Admission Control for HA is the policy that vSphere uses to ensure that you have your desired amount of failover capacity in the environment. There are three methods to do this.
(No, we aren’t going to talk about this kind of slot…)
Define failover capacity by static number of hosts.
This is actually what I used to use in some cases, an 8 node cluster either surviving 1 or 2 host failures. Something important to consider here is the notion of a HA slot in vSphere. This is something that can be an automatic value, or manually configured. HA slots are calculated by using CPU and Memory reservations on VMs, with the most restrictive determining your number of slots. Think about this for a moment. If you’re running a cluster with a number of Monster VMs, and some smaller ones, your HA slot size is going to be the size of your Monster VMs, unless you manually change it. I think if you’re going to use this method, you really need to have a solid understanding of the reservations in your environment.
Eric Shanks has a great post on HA slot sizes if you are looking for more in depth information, and Duncan Epping has everything you ever wanted to know about HA over at his blog and in his book.
Define failover capacity by reserving a percentage of the cluster resources.
I asked over Twitter what Admission Control methods people liked to use, and a number of people mentioned this one. If I ever turned off Admission Control, I ended up using a more manual method of this, buy calculating the % of resources available on each host in the cluster. You can determine what amount of resources you want to leave free, and have that translate to how many host failures you would want to survive in your cluster.

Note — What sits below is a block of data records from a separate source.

PR #117, opened 2023-08-16
BLE optimizations

kevin-harrison:

## Changes
Updates leader election. 
## Other Changes
Also adds std::time::Duration parsing to TestConfig TOML.


omnipaxos/src/ballot_leader_election.rs
```diff
@@ -75,12 +75,14 @@ pub(crate) struct BallotLeaderElection {
     /// The current round of the heartbeat cycle.
     hb_round: u32,
     /// Vector which holds all the received heartbeats
-    ballots: Vec<(Ballot, Connectivity)>,
+    ballots: Vec<(Ballot, Connectivity, bool)>,
```
haraldng, line 78: For code clarity, I think it would be nicer to, instead of using bool, have an alias for `Happy`  or perhaps even better have a struct 
```
BallotResponse {
      ballot: Ballot,
      connectivity: u8 // or Connectivity
      happy: bool
}
```

omnipaxos/src/ballot_leader_election.rs
```diff
@@ -75,12 +75,14 @@ pub(crate) struct BallotLeaderElection {
...
     /// Holds the current ballot of this instance.
     current_ballot: Ballot,
     /// The number of replicas inside the cluster that this instance is
     /// connected to (based on heartbeats received) including itself.
     connectivity: Connectivity,
+    happy: bool,
+    gossiped_leader: Ballot,
```
haraldng, line 85: I think a better name is `highest_seen_ballot` since it can be set by ourselves (and therefore not necessarily gossiped) and can get updated before it is confirmed as a leader.

omnipaxos/src/ballot_leader_election.rs
```diff
@@ -225,15 +234,32 @@ impl BallotLeaderElection {
...
                 self.logger,
                 "Received a majority of heartbeats, round: {}, {:?}", self.hb_round, self.ballots
             );
-            self.ballots.push((self.current_ballot, self.connectivity));
+            let unhappy_nodes = self.ballots.iter().filter(|&&(_, _, happy)| !happy).count();
+            if self.quorum.is_prepare_quorum(unhappy_nodes) {
+                self.current_ballot.n = self.gossiped_leader.n + 1;
+                self.gossiped_leader = self.current_ballot;
+                self.happy = true;
+            }
```
haraldng, line 262: Can we move this to check_leader()? I think it's easier to read when all the leader changing logic is in the same function.

haraldng (changes requested):

omnipaxos/src/ballot_leader_election.rs
```diff
@@ -119,6 +121,8 @@ impl BallotLeaderElection {
                     .unwrap_or_else(|| format!("logs/paxos_{}.log", pid));
                 create_logger(s.as_str())
             },
+            have_seen_a_quorum_of_followers: false, //TODO: what if leader wasn't
```
haraldng, line 124: To make code more clear and less error-prone we should change the `leader` field to be of type: `(Option<Ballot>, bool)` where the bool is this flag.

omnipaxos/src/ballot_leader_election.rs
```diff
@@ -266,7 +300,8 @@ impl BallotLeaderElection {
 
     fn handle_reply(&mut self, rep: HeartbeatReply) {
         if rep.round == self.hb_round && rep.ballot.config_id == self.configuration_id {
-            self.ballots.push((rep.ballot, rep.connectivity));
+            if rep.ballot.pid == self.leader.unwrap_or_default().pid {}
```
haraldng, line 303: remove?

omnipaxos/src/sequence_paxos/leader.rs
```diff
@@ -63,7 +63,7 @@ where
                 });
             }
         } else {
-            self.state.0 = Role::Follower;
```
haraldng, line 66: Not sure if it is stictly necessary to remove this. We had it here before to prevent the stale leader to continue sending new entries if it has been overtaken.

haraldng (changes requested):

omnipaxos/src/sequence_paxos/leader.rs
kevin-harrison: With the new election its only the new leader's seq_paxos that triggers handle_leader(). This is because we are being cautious about exactly when to tell paxos we think we are leader (we want a majority of BLEs to see the ballot first, lest the ballot gets established in paxos and lost in BLE). The idea is that the stale leader's paxos will nearly immediately go into follower mode anyways because it will receive the new leader's Prepare message.

omnipaxos/src/ballot_leader_election.rs
```diff
@@ -224,39 +179,118 @@ impl BallotLeaderElection {
...
+                    self.pid, self.leader
+                ));
+            }
+            _ => (),
+        }
+
+        // Update happiness
+        self.happy = if self.current_ballot == self.leader.unwrap_or_default() {
+            println!("BLE {}: checking happy for leader", self.pid);
+            let followers = self
```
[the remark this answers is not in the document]
kevin-harrison: This isn't just the connectivity, it's specifically the number of nodes that think I'm their leader.

omnipaxos/src/ballot_leader_election.rs
```diff
@@ -179,116 +199,86 @@ impl BallotLeaderElection {
...
+        self.happy = match self.state {
+            BleState::Follower => {
+                let leaders_reply = self
+                    .heartbeat_replies
+                    .iter()
+                    .find(|r| r.ballot.pid == self.leader.pid);
+                match leaders_reply {
+                    Some(reply) if reply.ballot >= self.leader => reply.happy,
+                    // Must have learned of leader ballot from HeartbeatRequest and HeartbeatReply is stale
+                    Some(_) => true,
```
haraldng, line 232: I understand the case you describe in the comment. But what if the leader crashes and comes back with a smaller (the default) ballot? Do we perhaps need a check for if the `reply.ballot` is less than `self.leader` and equals the default, then become unhappy?

haraldng: On a second thought, maybe the cleanest and most similar to the pseudo code is to use another variable `leaders_latest_reply` which is the max of `self.leader` and `leader_reply`. And then set happiness based on `leaders_latest_reply`

haraldng (changes requested):

omnipaxos/src/ballot_leader_election.rs
```diff
@@ -103,15 +121,20 @@ impl BallotLeaderElection {
...
         let mut ble = BallotLeaderElection {
             configuration_id: config_id,
             pid,
             peers,
             hb_round: 0,
             heartbeat_replies: Vec::with_capacity(num_nodes),
             current_ballot: initial_ballot,
-            happy: true, //TODO: can this be false if there is an initial leader?
-            leader: Some(initial_ballot), //TODO: is this ok
+            happy: true,
```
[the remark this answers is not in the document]
kevin-harrison: I think this is similar to when we set connectivity to the max initially. It's safe to set to true (if a leader doesn't get majority somehow it will go unhappy) and allows for an initial leader to be chosen in the first round.

omnipaxos/src/ballot_leader_election.rs
kevin-harrison: Not sure I understand the second solution, but yeah it needs to be addressed. Another solution is to make ballots persistent.

haraldng (changes requested):

omnipaxos/src/ballot_leader_election.rs
```diff
@@ -59,8 +62,18 @@ impl PartialOrd for Ballot {
     }
 }
 
-/// The connectivity of an OmniPaxos node
-type Connectivity = u8;
+/// The election state of a BLE
+pub(crate) enum ElectionStatus {
+    /// I'm the leader.
+    Leader,
+    /// I think I'm the leader, but I see there is a greater leader that I'm not following.
```
haraldng, line 69:
```suggestion
    /// I think I'm the leader, but I know about a greater leader that others are following and I'm not connected to.
```

omnipaxos/src/ballot_leader_election.rs
```diff
@@ -114,21 +112,20 @@ impl BallotLeaderElection {
...
+            Some(_) => Ballot::with(config_id, RECOVERY_ROUND, config.priority, pid),
+            None => Ballot::with(config_id, INITIAL_ROUND, config.priority, pid),
+        };
         let initial_leader = match recovered_leader {
-            Some(b) if b == Ballot::default() => initial_ballot,
+            Some(b) if b == Ballot::default() => {
+                Ballot::with(config_id, INITIAL_ROUND, config.priority, pid)
+            }
             Some(b) => b,
-            None => initial_ballot,
```
haraldng: instead of pattern matching twice, do it once and return a tuple `let (initial_ballot, initial_leader) = match { ... }`

omnipaxos/src/ballot_leader_election.rs
```diff
@@ -208,80 +204,78 @@ impl BallotLeaderElection {
...
         self.new_hb_round();
-        (self.leader, self.election_status)
+        (election_status, self.leader)
     }
 
     fn update_leader(&mut self) {
         self.leader = self
             .heartbeat_replies
             .iter()
             .fold(self.leader, |a, b| a.max(b.ballot));
```
haraldng, line 225: This fold looks a bit weird, can't we just do `max_by`? 
https://doc.rust-lang.org/std/iter/trait.Iterator.html#method.max_by

omnipaxos/src/ballot_leader_election.rs
```diff
@@ -87,15 +87,13 @@ pub(crate) struct BallotLeaderElection {
...
     heartbeat_replies: Vec<HeartbeatReply>,
     /// The current ballot of this instance.
     current_ballot: Ballot,
-    /// The current leader of this instance
+    /// The current leader of this instance.
     leader: Ballot,
-    /// How this instance relates to its leader
-    election_status: ElectionStatus,
-    /// If this instance sees a need for a new leader
+    /// If this instance sees a need for a new leader.
```
haraldng, line 96: It would be nice to also document the implications of the value of happy. E.g., if we see any node that is happy, it means that there is a leader somewhere in the cluster that is making progress. Unhappy means that this specific node is seeking a new leader.

omnipaxos/src/ballot_leader_election.rs
```diff
@@ -208,80 +204,78 @@ impl BallotLeaderElection {
...
+                .filter(|hb_reply| hb_reply.leader == self.current_ballot)
+                .count();
+            let have_quorum_of_followers = match seq_paxos_state {
+                (Role::Leader, Phase::Accept) => self.quorum.is_accept_quorum(followers + 1),
+                _ => self.quorum.is_prepare_quorum(followers + 1),
+            };
+            let see_larger_ballot = self
+                .heartbeat_replies
+                .iter()
+                .any(|r| r.leader > self.current_ballot);
```
haraldng, line 271: do we also need to check r.happy here?

haraldng (changes requested):
Some small style issues and add more docs. Fix comment with question I had if required.

kevin-harrison:
The [f9b54ca](https://github.com/haraldng/omnipaxos/pull/117/commits/f9b54ca8525f5c08aedda04b04ca4684db9a26ae) commit adds the NotAccepted message so that a stale leader will remove a follower that is promised to a greater ballot from its promised followers. This can reduce traffic but the stale leader will still resend prepare messages to the unpromised followers every resend-message tick.

haraldng (changes requested):
Keep track of the `NotAccepted` servers so that we don't keep sending prepare to them upon tick timeout. Otherwise this is ready.

omnipaxos/src/util.rs
```diff
@@ -146,6 +146,11 @@ where
         self.quorum.is_prepare_quorum(num_promised)
     }
 
+    pub fn remove_promise(&mut self, pid: NodeId) {
+        self.decided_indexes[Self::pid_to_idx(pid)] = None;
+        self.promises_meta[Self::pid_to_idx(pid)] = None;
+    }
```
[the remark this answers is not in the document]
haraldng: This issue is also related and can be in this PR if you want: https://github.com/haraldng/omnipaxos/issues/118

omnipaxos/src/util.rs
```diff
@@ -178,20 +181,27 @@ where
...
+        self.promises_meta
             .iter()
             .enumerate()
-            .filter(|(pid, x)| x.is_none() && *pid != Self::pid_to_idx(self.n_leader.pid))
-            .map(|(idx, _)| (idx + 1) as NodeId)
+            .filter_map(|(idx, x)| match x {
+                Some(prom) if prom.n >= self.n_leader => None,
+                _ => Some((idx + 1) as NodeId),
+            })
+            .filter(|pid| *pid != self.n_leader.pid)
```
haraldng, line 204: same as above.

omnipaxos/src/util.rs
```diff
@@ -16,6 +16,7 @@ pub(crate) struct AcceptedMetaData<T: Entry> {
 #[derive(Debug, Clone, Default)]
 /// Promise without the suffix
 pub(crate) struct PromiseMetaData {
+    pub n: Ballot,
```
haraldng, line 19: We didn't store the promise here because the leaderstate is supposed to be cleaned when becoming leader in a new round, and all the `PromiseMetaData` are specific to this round.

Since we right now don't really do anything with nodes with a higher promise (other than not sending prepare/accept to them), I prefer if we instead keep track of them in [`promises_meta` field](https://github.com/haraldng/omnipaxos/blob/ff063b90228d6e1767c9712538bfa4c91bdc2c1e/omnipaxos/src/util.rs#L65) in `LeaderState` where `promises_meta` field is a `Vec<PromiseState>`:

```rust
enum PromiseState {
        NotPromised,
        Promised(PromiseMeta),
        PromisedHigher
}
```

I think that will make the code cleaner and less prone to introducing bugs, we don't store a bunch of ballots we don't use, and we can extend it in the future if we want to do something with those `PromisedHigher`

haraldng (changes requested):
Keep track of the nodes that have promised a higher ballot using a new enum instead of storing the promised ballot in `PromiseMetaData` (see [comment](https://github.com/haraldng/omnipaxos/pull/117#discussion_r1347371196)).

omnipaxos/src/sequence_paxos/leader.rs
```diff
@@ -42,6 +42,7 @@ where
                 suffix: vec![],
                 stopsign: self.internal_storage.get_stopsign(),
             };
+            self.leader_state.reset_promises();
```
haraldng, line 45: This should not be needed since we create a new LeaderState before (on line 27).

haraldng: Can therefore also remove the reset_promises() function.

haraldng (changes requested):
Remove unnecessary reset_promises and this is good to go

omnipaxos/src/sequence_paxos/leader.rs
```diff
@@ -63,14 +63,18 @@ where
...
+    pub(crate) fn become_follower(&mut self) {
+        self.state.0 = Role::Follower;
+    }
+
+    pub(crate) fn handle_preparereq(&mut self, prepreq: PrepareReq, from: NodeId) {
         #[cfg(feature = "logging")]
         debug!(self.logger, "Incoming message PrepareReq from {}", from);
-        if self.state.0 == Role::Leader {
+        if self.state.0 == Role::Leader && prepreq.n <= self.leader_state.n_leader {
             self.leader_state.set_decided_idx(from, None);
```
haraldng, line 78: We need to reset the PromiseState of this node to be `NotPromised` as well here. Otherwise we will keep sending accepts to it since the `get_promised_followers()` is now based on the `leader_state.promises_meta` rather than `leader_state.decided_indexes`.

Looking at the code now, I'm not sure why we even have the `leader_state.decided_indexes`. The decided index should probably be stored in the `PromiseMetaData`. @kevin-harrison could you please double check if there is any reason to keep the decided_indexes separate? And if not then add this change?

Use dedicated failover hosts.
This method does exactly what it sounds like it does, you specify which host you would like to use for failover. Keep in mind if you use this, the failover hosts will not have any VMs running on them, so your working hosts will run with a higher resource utilization.
Now, that leaves us with Host Isolation Response. What do you want your host to do when it is isolated from the network? In previous versions of vSphere you were able to chose from Leave powered on, Power off, or Shut down, now, while they do basically the same thing, your options are named slightly differently. Just something I noticed moving to vSphere 5.5.
Leave powered on leaves your VMs running if your host is isolated, while Power off, then failover powers your VM down hard before HA restarts it, and Shut down, then failover shuts the VM down before HA restarts it. Which one to use, when? Well, this answer, like just about everything else in vSphere and technology “depends”. I had a particular cluster that for some reason had hosts that just loved becoming disconnected from vCenter, I chose Leave powered on because I didn’t particularly want a HA event every time the host went out to lunch. You can also set this option individually on VMs.
When you create a HA cluster, one of your hosts will become the master host of the cluster. The master host is responsible for monitoring the other hosts in the cluster, the VMs in the cluster, and reporting back to vCenter.
HA uses your management network for heat beating. Besides the fact that it is always good to have management network redundancy, this will only further enhance HA. You can add another vmk to a vSwitch you are not using for management, and enable it for management traffic, or you can ensure that you have multiple uplinks on your management vSwitch. Additionally, the master host will also use datastores for heartbeat if it cannot communicate over the management network. This is to ensure that the host really has in fact failed before kicking off a HA event. By default, HA will use two datastores for heatbeat, and this can be increased up to 5 in the advanced settings for HA.
That’s HA in a nutshell. I highly recommend reading the vSphere 5.5 Availability Guide to cover anything I did not. This is actually a really good document and should refresh everyone on their HA, as well as their DRS which will becoming soon as a post of its own.